- TASK DETAILS: Repeat verbatim, and only, the lines of the data below, beginning at the line that contains "PR #9322, opened 2021-05-21" and stopping after the line that contains "Or should we".

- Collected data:
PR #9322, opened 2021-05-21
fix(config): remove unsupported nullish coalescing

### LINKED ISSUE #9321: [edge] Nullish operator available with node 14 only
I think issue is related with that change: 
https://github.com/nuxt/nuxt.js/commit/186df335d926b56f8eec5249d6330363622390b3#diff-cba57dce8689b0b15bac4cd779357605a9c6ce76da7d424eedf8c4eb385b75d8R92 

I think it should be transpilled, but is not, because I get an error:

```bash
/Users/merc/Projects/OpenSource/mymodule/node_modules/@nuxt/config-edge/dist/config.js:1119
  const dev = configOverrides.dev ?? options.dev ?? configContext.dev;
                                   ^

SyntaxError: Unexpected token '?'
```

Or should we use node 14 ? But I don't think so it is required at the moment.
* * *
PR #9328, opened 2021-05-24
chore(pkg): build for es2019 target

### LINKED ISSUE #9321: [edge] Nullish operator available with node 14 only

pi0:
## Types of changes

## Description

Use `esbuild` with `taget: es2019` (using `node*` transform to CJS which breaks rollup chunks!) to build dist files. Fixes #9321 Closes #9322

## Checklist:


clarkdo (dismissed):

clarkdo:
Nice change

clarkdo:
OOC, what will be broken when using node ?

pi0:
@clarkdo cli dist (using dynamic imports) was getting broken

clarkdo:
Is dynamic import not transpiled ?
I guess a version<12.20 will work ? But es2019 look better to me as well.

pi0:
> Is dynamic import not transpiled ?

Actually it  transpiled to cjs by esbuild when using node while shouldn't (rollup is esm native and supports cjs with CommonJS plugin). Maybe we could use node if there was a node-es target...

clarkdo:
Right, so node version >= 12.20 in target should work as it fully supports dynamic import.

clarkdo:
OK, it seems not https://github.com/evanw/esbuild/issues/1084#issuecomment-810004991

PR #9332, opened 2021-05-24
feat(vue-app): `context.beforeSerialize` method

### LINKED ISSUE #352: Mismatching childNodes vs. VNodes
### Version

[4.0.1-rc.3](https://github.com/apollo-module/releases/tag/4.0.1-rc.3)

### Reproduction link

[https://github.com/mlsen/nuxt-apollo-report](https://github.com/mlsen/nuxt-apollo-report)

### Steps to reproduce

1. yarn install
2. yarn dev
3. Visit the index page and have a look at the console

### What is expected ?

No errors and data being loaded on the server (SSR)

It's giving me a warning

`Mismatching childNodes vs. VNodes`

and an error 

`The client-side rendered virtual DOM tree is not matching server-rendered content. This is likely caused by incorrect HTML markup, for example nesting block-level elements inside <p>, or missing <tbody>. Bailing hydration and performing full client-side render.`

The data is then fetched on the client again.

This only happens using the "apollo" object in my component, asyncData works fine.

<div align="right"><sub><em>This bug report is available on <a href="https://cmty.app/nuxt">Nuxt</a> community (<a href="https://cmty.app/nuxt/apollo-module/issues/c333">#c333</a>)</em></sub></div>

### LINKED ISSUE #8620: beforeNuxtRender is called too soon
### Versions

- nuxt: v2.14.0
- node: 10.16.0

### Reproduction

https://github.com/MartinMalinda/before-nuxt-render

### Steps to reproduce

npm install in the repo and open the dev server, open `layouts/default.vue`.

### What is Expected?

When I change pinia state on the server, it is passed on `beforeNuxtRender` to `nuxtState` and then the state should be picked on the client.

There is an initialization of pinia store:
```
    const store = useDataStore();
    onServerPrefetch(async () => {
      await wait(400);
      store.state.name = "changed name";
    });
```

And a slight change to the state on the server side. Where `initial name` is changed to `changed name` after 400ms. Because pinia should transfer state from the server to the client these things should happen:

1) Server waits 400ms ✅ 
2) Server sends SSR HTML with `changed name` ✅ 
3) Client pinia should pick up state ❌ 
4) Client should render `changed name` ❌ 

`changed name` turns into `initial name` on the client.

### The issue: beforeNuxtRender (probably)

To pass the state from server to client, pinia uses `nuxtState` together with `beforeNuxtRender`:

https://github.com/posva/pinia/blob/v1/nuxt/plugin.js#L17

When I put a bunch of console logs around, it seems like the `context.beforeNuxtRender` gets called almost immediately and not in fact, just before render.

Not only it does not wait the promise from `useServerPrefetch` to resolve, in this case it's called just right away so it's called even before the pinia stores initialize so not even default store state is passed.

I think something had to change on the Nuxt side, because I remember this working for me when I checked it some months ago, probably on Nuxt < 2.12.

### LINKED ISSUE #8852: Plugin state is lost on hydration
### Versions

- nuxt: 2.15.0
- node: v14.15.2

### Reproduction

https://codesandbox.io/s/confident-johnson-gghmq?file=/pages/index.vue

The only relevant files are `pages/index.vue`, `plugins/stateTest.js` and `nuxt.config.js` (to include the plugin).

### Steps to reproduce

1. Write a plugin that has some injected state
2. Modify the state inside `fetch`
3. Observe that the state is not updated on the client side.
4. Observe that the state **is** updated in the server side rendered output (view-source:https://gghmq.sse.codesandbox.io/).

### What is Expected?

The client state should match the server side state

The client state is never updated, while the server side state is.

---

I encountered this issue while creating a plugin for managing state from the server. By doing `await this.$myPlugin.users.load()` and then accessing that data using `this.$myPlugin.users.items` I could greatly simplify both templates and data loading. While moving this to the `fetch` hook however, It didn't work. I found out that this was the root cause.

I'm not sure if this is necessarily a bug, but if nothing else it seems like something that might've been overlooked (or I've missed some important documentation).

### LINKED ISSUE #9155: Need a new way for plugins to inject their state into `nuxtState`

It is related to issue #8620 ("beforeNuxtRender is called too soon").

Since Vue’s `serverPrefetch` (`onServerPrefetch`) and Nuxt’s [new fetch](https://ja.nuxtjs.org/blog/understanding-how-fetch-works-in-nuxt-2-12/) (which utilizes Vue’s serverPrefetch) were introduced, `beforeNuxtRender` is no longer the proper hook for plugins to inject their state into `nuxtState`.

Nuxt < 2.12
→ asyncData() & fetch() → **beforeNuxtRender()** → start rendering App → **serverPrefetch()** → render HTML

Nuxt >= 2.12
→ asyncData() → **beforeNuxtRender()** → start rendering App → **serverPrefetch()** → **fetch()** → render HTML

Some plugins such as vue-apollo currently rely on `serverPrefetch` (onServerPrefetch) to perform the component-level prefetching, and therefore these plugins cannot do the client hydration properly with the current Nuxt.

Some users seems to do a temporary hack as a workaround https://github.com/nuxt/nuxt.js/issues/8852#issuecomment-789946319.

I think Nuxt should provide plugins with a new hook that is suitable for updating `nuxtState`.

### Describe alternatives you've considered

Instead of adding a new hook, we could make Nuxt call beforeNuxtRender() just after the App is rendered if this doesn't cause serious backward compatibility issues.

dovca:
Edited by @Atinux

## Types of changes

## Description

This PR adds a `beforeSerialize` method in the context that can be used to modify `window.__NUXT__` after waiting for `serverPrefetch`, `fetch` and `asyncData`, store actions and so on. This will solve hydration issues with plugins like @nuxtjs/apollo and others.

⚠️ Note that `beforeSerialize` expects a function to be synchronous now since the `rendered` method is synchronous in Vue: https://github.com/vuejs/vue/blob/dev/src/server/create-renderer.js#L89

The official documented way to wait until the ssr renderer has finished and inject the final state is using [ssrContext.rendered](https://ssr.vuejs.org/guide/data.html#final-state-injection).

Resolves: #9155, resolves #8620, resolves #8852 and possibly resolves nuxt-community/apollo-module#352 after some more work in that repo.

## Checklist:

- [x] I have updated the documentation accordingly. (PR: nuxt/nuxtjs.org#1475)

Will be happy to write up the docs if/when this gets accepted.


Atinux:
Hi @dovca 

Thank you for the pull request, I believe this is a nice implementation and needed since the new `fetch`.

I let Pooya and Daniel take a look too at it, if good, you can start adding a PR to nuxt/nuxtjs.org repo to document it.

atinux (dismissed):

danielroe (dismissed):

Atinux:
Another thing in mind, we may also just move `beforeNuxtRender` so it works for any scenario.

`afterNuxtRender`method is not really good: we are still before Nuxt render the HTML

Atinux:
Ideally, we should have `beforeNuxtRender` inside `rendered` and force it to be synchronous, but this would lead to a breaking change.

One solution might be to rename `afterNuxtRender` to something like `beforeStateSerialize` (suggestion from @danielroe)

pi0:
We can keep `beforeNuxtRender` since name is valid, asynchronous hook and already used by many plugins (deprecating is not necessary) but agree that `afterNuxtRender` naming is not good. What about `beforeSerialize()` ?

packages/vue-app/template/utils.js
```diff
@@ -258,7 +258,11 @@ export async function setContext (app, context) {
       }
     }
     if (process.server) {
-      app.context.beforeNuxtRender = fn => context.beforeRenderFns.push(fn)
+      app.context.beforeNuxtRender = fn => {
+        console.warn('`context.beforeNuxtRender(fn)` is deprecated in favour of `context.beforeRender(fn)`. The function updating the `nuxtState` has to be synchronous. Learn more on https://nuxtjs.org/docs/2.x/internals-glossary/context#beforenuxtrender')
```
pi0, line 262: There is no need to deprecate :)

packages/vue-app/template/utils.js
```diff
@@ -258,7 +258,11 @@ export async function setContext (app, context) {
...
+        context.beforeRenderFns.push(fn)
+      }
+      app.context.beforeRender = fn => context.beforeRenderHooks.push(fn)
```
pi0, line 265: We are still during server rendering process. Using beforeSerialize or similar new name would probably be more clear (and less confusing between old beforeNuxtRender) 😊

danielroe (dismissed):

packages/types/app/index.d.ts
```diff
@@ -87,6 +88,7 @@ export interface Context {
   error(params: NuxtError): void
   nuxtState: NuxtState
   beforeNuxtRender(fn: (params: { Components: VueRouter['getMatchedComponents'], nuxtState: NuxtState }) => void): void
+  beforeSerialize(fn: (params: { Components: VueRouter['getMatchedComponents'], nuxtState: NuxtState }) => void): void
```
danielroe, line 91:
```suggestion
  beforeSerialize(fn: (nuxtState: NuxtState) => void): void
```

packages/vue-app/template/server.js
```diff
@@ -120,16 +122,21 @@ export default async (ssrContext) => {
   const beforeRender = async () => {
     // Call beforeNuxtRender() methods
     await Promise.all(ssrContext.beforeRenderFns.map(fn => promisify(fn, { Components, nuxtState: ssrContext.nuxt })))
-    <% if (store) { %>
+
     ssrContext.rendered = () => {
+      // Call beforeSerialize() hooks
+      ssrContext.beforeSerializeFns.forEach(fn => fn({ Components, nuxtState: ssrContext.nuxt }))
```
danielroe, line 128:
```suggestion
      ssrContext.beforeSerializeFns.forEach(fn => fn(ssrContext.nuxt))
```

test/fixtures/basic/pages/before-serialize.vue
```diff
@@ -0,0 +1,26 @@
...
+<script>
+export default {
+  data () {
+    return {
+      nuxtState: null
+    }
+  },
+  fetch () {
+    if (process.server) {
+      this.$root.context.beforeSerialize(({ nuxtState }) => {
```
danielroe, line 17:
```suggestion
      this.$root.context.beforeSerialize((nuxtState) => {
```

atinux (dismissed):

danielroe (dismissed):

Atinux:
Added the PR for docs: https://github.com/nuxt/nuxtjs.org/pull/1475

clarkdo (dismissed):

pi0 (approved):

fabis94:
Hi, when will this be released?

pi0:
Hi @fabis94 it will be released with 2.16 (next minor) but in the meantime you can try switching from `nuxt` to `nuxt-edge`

- FINAL ANSWER:
PR #9322, opened 2021-05-21
fix(config): remove unsupported nullish coalescing

### LINKED ISSUE #9321: [edge] Nullish operator available with node 14 only
I think issue is related with that change: 
https://github.com/nuxt/nuxt.js/commit/186df335d926b56f8eec5249d6330363622390b3#diff-cba57dce8689b0b15bac4cd779357605a9c6ce76da7d424eedf8c4eb385b75d8R92 

I think it should be transpilled, but is not, because I get an error:

```bash
/Users/merc/Projects/OpenSource/mymodule/node_modules/@nuxt/config-edge/dist/config.js:1119
  const dev = configOverrides.dev ?? options.dev ?? configContext.dev;
                                   ^

SyntaxError: Unexpected token '?'
```

Or should we use node 14 ? But I don't think so it is required at the moment.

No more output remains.